Exercise requirements
Report each line of the records where "Collections" occurs.

═══ Task input

PR #2694, opened 2016-10-14
Sort files list when creating the ListFile object.

fviale:
Files received when using the VFS api is not correctly sorted. Accordinly it is necessary to sort the listings prior to return them to the user.

### DIFF
--- a/rest/rest-api/src/main/java/org/ow2/proactive_grid_cloud_portal/dataspace/dto/ListFile.java
+++ b/rest/rest-api/src/main/java/org/ow2/proactive_grid_cloud_portal/dataspace/dto/ListFile.java
@@ -70,6 +70,4 @@ public class ListFile {
     public List<String> getFullListing() {
         return fullListing;
     }
-
-
 }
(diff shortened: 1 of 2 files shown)


rest/rest-api/src/main/java/org/ow2/proactive_grid_cloud_portal/dataspace/dto/ListFile.java
```diff
@@ -38,35 +38,34 @@
...
+        this.fullListing = new ArrayList<>(fullListing);
+        Collections.sort(this.directoryListing);
+        Collections.sort(this.fileListing);
+        Collections.sort(this.fullListing);
     }
 
-    public void setDirectoryListing(List<String> directoryListing) {
-        this.directoryListing = directoryListing;
+    public List<String> getDirectoryListing() {
+        return directoryListing;
```
tobwiens: Can you return a copy of the directoryListing to prevent the caller from getDirectoryListing to access (and possible change) the sorted List.

sonarqube-activeeon:
* MINOR 1 minor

══════

Output of the task
+        Collections.sort(this.directoryListing);
+        Collections.sort(this.fileListing);
+        Collections.sort(this.fullListing);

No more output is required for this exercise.